This is a question we all must answer, particularly when we’ve been diagnosed with something that is making us unwell. Yet despite elaborate diagnoses, many doctors have so narrowed their specialties that they sometimes overlook the obvious. They are inundated with new information every day. They are swamped with the most current discoveries in their field. They are seduced by the latest and greatest medicine or diagnostic test. They’re too often preoccupied with recording information on their laptops and have little time to address their patients’ often cogent insights (really?) and frequently intelligent questions (believe it or not!).
My blood pressure has been borderline high for a number of years. It runs in my family. I tried to avoid the path of medication. I tried exercise and diet, but it was a losing battle when my stress level went up the past couple of years in my transition into a new life. I knew I had to do something because higher B/P can do damage to a lot of internal systems without knowing it until it’s too late.
My internist tried a calcium blocker; first one, then another, then a third which kind of did the trick but left me with seriously swollen ankles and feet. I couldn’t walk right, my shoes didn’t fit. I felt lousy.
Dissatisfied with this internist, who typified the doctor I just described in my first paragraph, I changed back to one I had a couple of years ago (insurance had forced me to drop him for another at the time). That was the first smart thing I did. He prescribed a diuretic both to lower B/P and hopefully to quiet the swelling, which it did, but only partially. I still felt lousy, light-headed, and old.

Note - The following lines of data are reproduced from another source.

PR #5272, opened 2020-12-16
feat(ChipGroup): Add event handler prop for overflow-chip click 

### LINKED ISSUE #5190: Provide event for click on collapsedText or expandedText button in ChipGroup.

Currently, there is no event is fired when user click on collapsedText or expandedText in ChipGroup.
We should provide handler to the parent component. It will helps to perform some operation on the click of collapsedText or expandedText button.

Enhancement

Enhancement

joeldmyers:
**What**: Closes #5190 

Adds an optional prop called `onOverflowChipClick` that, when used, calls the provided handler function when the overflow (toggle expand/collapse) chip is clicked.  

There is already an onClick prop, hence naming this differently.  Let me know if you have a better idea for a name for this prop.

//cc @tlabaj

### DIFF
--- a/packages/react-core/src/components/ChipGroup/ChipGroup.tsx
+++ b/packages/react-core/src/components/ChipGroup/ChipGroup.tsx
@@ -33,7 +33,7 @@ export interface ChipGroupProps extends React.HTMLProps<HTMLUListElement>, OUIAP
   /** Function that is called when clicking on the chip group close button */
   onClick?: (event: React.MouseEvent) => void;
   /** Function that is called when clicking on the toggle expand/collapse button */
-  onToggleCollapseClick?: (event: React.MouseEvent) => void;
+  onOverflowChipClick?: (event: React.MouseEvent) => void;
   /** Position of the tooltip which is displayed if the category name text is longer */
   tooltipPosition?: 'auto' | 'top' | 'bottom' | 'left' | 'right';
 }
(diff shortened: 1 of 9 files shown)


packages/react-core/src/components/ChipGroup/ChipGroup.tsx
```diff
@@ -156,7 +160,14 @@ export class ChipGroup extends React.Component<ChipGroupProps, ChipGroupState> {
               ))}
               {numChildren > numChips && (
                 <li className={css(styles.chipGroupListItem)}>
-                  <Chip isOverflowChip onClick={this.toggleCollapse} component="button">
+                  <Chip
+                    isOverflowChip
+                    onClick={event => {
+                      this.toggleCollapse();
+                      onOverflowChipClick(event);
```
tlabaj, line 167: Shouldn't calling this be  this be conditional on wether it as an overflow chip?

tlabaj (changes requested):
Could you also please update the react-integration demo app and add the new prop to verify the API typing.  And can you also add a integration test.

packages/react-core/src/components/ChipGroup/ChipGroup.tsx
joeldmyers: From what I understand, line 156 in ChipGroup.tsx is generating all the non-overflow chips passed through as children, and then this last Chip is by definition always the overflow chip This chip is only rendered if numChildren > numChips (i.e., if we have overflow).  Here, there is the `isOverflowChip` which is shorthand for `isOverflowChip={true}`. 

So this code here should be only applicable to the overflow chip.

nicolethoen (commented):
Once the prop is included in relevant tests, it looks good :)

joeldmyers:
OK I added a demo component with this, as well as an integration test.  Hopefully I understood everything you wanted correctly; please lmk if any other changes are needed.  Thanks!

tlabaj (approved):
Lgtm

nicolethoen (approved):

tlabaj (approved):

I put up with it for a couple of weeks thinking that my body would adjust to the medicine. Then my sister yelled at me (lovingly) about telling the doctor NOW to change meds and get me off this coaster ride. She told me of her own pharmacological experiences and to stop thinking of myself as a science experiment. She urged me to listen to the way I felt. Good advice. Now I’m on a different class of meds that actually seem to be working without side-effects. And the swelling is gone.
The lesson for me: use my analytical brain less and listen more to how I actually feel. And don’t be afraid to email my doctor and tell him to change medications NOW! I need to trust more in myself concerning my health and wellbeing and less on objective science. When I’m my primary advocate and trust doctors only as much as they deserve it, then I can restore a measure of balance in my life and living. And I believe this principle applies to all areas of my life. How about you?
It is my belief that we advocate for our own healthcare – providers consult with us on how to best to take care of ourselves. Ultimately, we call the shots. It is essential, at least from my perspective, that we listen to what our own bodies are needing and speak-up about its needs. Providers will respect your involvement. If we don’t advocate on our own behalf, no one else will.
As a sane and healthy man, my reply has to be yes and now.
sorry to sound wishy-washy, but each of the few MDs, DDSs, etc. I have used I have “interviewed as they interviewed me before using their servic — many have offered referals to techbicians, whom I also “interview” prior to submittig to their service.
I have been pleased to all whom I have “used” professionall;.
Thanks to both Rob and Roy. Your insights and common-sense approach will hopefully give courage to others to be their own best care-givers!
Yes we need to b advocates for ourselves. Yes we need to be informed. Much info is on the internet these days. We may need to dig deep and compare several sources.
Most of all recognize that our bodies are complex organisms and pretty good at maintaining stasis if we provide proper resources.
Remember that medical doctors are humans licensed to “practice”. A dr. Willing to admit they dont know and listen to a patient’s thoughts is much more likely to provide the care a person needs. Beware the pill-pushers!
I agree wholeheartedly with Roy’s comments about mutual “interviews”. It is after all a “partnership” this healing process. I don’t think the old deifying of medical practitioners has done us too many favors. It puts an unrealistic responsibility on them, when they are after all human. And in some cases can give them delusions of grandeur if they buy into the deifying too heavily. And it makes us “the customer” relinquish our responsibility in the partnership, which is to evaluate by our own individual yardstick if the recommended treatment meets our unique and individual requirements. We often place ALL the blame on them then, when we are not being our own health advocates.
There remains so much unknown when it comes to the medical field. Dx’s who treat with drugs simply attempt to mask the underlying issues. Chronic pain is treated by way of shutting off neuro-transmitters to reduce the pain, rather than addressing the reason(s) for the pain. High blood pressure is no different. There is a direct correlation to the levels of sodium and potassium in or systems and high BP. You take the meds, stay away from sodium and experience increases in the levels of BP. The point is in the balance. Salt IS a much needed element in our systems as is potassium. Talk to a naturapath who is willing to test for such levels and advise accordingly
No I don’t trust a Doctor but I take what he says in consideration. The only Doctor that I trust is God or the Holy Spirit because I know I’m told through my intuition is the Truth.